EYの働き方調査で従業員の不安や抵抗感が明らかに
AI研修で週14時間の業務時間削減に成功、一方で離職率上昇という新たな課題も
コンサルティングなどを手掛けるEYは、最新の働き方に関する調査「EY 2025 Work Reimagined Survey」の結果をまとめたレポートを発表した。
コンサルティングなどを手掛けるEYは2025年11月10日(米国 時間)、働き方に関する調査「EY 2025 Work Reimagined Survey」(EY働き方再考に関するグローバル意識調査2025年)の結果をまとめたレポートを発表した。
世界29カ国の従業員1万5000人とビジネスリーダー1500人を対象に実施されたこの調査では、AI(人工知能)の導入状況と人間側の準備態勢に重大な乖離(かいり)があることが明らかになった。一方で、安定した人材基盤の上でAIを適切に活用すれば、企業における生産性向上効果が最大40%上昇することも指摘されている。
AIへの期待とAIが生み出す価値の間にギャップが生じている
レポートによると、従業員の88%が日常業務でAIを使用しているものの、その用途は主に検索や文書の要約といった基本的なタスクに限られている。AIを高度に活用して業務を変革している従業員は、ごく一部(5%)にとどまる。AIの普及は進んでいるものの、職場ではAIに関する懸念事項が残っており、そのためにAIへの期待とAIが生み出す価値の間にギャップが生じているとEYは分析している。

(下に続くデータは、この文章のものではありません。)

PR #1084, opened 2015-02-16
[Tmblr.co] Redirect to the right domain

mnordhoff:
It was redirecting to www.tumblEr.com instead of www.tumblr.com.

This wasn't too much of a privacy issue, since https://www.tumbler.com/ has a
mismatching cert, so a user would have to click through the warning to load it.
Besides, it's only Tumblr's URL shortener.

### DIFF
--- a/src/chrome/content/rules/Tmblr.co.xml
+++ b/src/chrome/content/rules/Tmblr.co.xml
@@ -14,7 +14,7 @@
 
 	<!--	Redirect keeps path and args:
 						-->
-	<rule from="^http://tmblr\.co/+"
+	<rule from="^http://tmblr\.co/"
 		to="https://www.tumblr.com/" />
 
 </ruleset>
--- a/src/chrome/content/rules/Tmblr.co.xml
+++ b/src/chrome/content/rules/Tmblr.co.xml
@@ -1,14 +1,12 @@
 <!--
-Disabled by https-everywhere-checker because:
-Fetch error: http://tmblr.co/ => https://www.tumbler.com/: (51, "SSL: certificate subject name 'www.tervis.com' does not match target host name 'www.tumbler.com'")
-	For other Tumblr coverage, see Tumbler.xml.
+	For other Tumblr coverage, see Tumblr.xml.
 
 
 	^: refused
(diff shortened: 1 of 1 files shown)


reedy:
This needs rebasing/remaking ontop of master

mnordhoff:
Travis failed because... I haven't added tests in my two-byte typo fix?

reedy:
Heh, yeah. It's a because you've touched a file that doesn't now comply with the updated testing standards

mnordhoff:
Now what? I'm new here and don't know anything. Should I figure out how to add tests and do so? Will someone else? Can this fix be merged anyway without new tests?

src/chrome/content/rules/Tmblr.co.xml
```diff
@@ -1,21 +1,20 @@
...
-<ruleset name="Tmblr.co" default_off='failed ruleset test'>
+<ruleset name="Tmblr.co">
 
 	<target host="tmblr.co" />
 
+	<test url="http://tmblr.co/ZE5Fby1dP0xGe" />
 
 	<!--	Redirect keeps path and args:
 						-->
 	<rule from="^http://tmblr\.co/+"
```
jsha: The + is somewhat misleading here, since it indicates any number of slashes can be matched. It winds up working by coincidence, but I'd prefer if you removed it.

jsha:
@mnordhoff: Thanks for helping out with testing, and sorry we're being so strict about adding tests if you touch a file. We've got an enormous number of rules, and have been having a hard time testing them all thoroughly, so we've started requiring that any modified files be brought up to date on testing standards. It looks like you found the relevant files, but just in case:

I'll add these to the test error message so they are more obvious. Thanks for your contribution!

src/chrome/content/rules/Tmblr.co.xml
mnordhoff: I agree the `+` is weird. It's harmless, so I decided not to make extraneous changes and complicate the diff. I can fix it later, but i don't have time right now.

jsha:
Thank again @mnordhoff!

調査に参加した従業員の37%が、AIへの過度な依存が自分のスキルや専門性を損なうことを心配しており、64%が、成果を出すプレッシャーから仕事量が増えていると感じている。
ところが、AIの生産性向上効果を最大限に引き出すのに十分なトレーニングを受けている従業員は、12%にすぎない。さらに、ビジネスリーダーが社内ツールを提供しようとしているにもかかわらず、「シャドーAI」(従業員がIT部門の許可なしに使うAIツール)がまん延している。業種によってばらつきはあるものの、調査に参加した従業員のうち、独自のAIツールを職場に持ち込んでいる割合は20%を超える。
技術と企業体制の間にも重大なギャップが生じている。それは、AIや関連する新技術が脆弱(ぜいじゃく)な人材基盤(学習機会の不足、報酬体系の不整合)の上に導入された場合、AIの潜在的メリットが大幅に損なわれてしまうというものだ。人材と技術を効果的に統合している企業(レポートでは、「人材優位性」を持つ企業と位置付けている)は、より大きな価値を生み出す。だが、同調査によると、それを順調に達成している組織は28%にとどまる。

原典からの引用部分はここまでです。